During the next several years, natural gas was out of favor as a power generation fuel. But in many regions of the country this appears to be changing.
Increasingly, carbon regulation appears to be a matter of timing. R.W. Beck studies show a price of $30 to $50 per ton of CO2 would lead to up to 50,000 MW of additional natural gas-fired capacity being built. Under higher tax scenarios, traditional coal power capacity will lose out to natural gas capacity, and eventually advanced clean coal and nuclear technology (see Figure 4).
An increase of 50,000 MW of natural gas-fired capacity could boost demand by up to 2 trillion cubic feet per year, and increase average Henry Hub natural gas prices by 20 to 25 percent (see Figure 5). However, the exact timing and level of this demand push from carbon regulation remains subject to a large degree of uncertainty.
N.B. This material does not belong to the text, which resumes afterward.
PR #1560, opened 2024-09-12
arch-arm: Move generateTrap from MiscRegOp to ArmStaticInst

giactra:
System(Misc) register accesses are not the only trappable instructions.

Meanwhile, throughout the United States a dramatic increase of renewable power sources—mainly wind and solar—is underway, in large part in response to state level mandatory renewable portfolio standards (RPS). Some form of RPS are in place in many states, and the amount of power consumption covered by these states is about half of total U.S. power demand. Even without federal mandates for RPS it is clear that wind and solar capacity will continue to increase around the country.
These renewable resources might create a further reliance on natural gas-fired capacity, to firm up variable generation and ensure grid reliability and stability. An important consideration is that little of the installed renewable power generation can be considered capacity.
For utilities to meet reserve margin goals and reliability standards, many will need added dispatchable generation resources—with the choice clearly in favor of natural gas-fired capacity. Given the growing contribution of imported LNG to fuel these plants, gas storage capacity will serve an increasingly important role in enabling gas markets to meet the challenges of a changing power industry.
The U.S. natural gas industry is becoming more complex, with more uncertainty and weather sensitivity affecting both natural gas supply and demand. These trends strongly suggest higher levels of price volatility in the future. A massive increase in high performance gas storage is both the response to this expectation and a necessary tool to adapt to it.
The current wave of gas storage development represents the next step in the transformation of the gas storage industry from its historically relatively isolated role into a highly flexible role—integral to the global LNG market, U.S. electricity markets, and overall U.S. energy security.
For traders and marketers, the ability to capitalize on natural gas price volatility has been the primary driver for the recent wave of interest in natural gas storage. In the longer term, gas storage likely will be valued for its traditional and increasingly critical purposes—supply assurance, reliability and price management.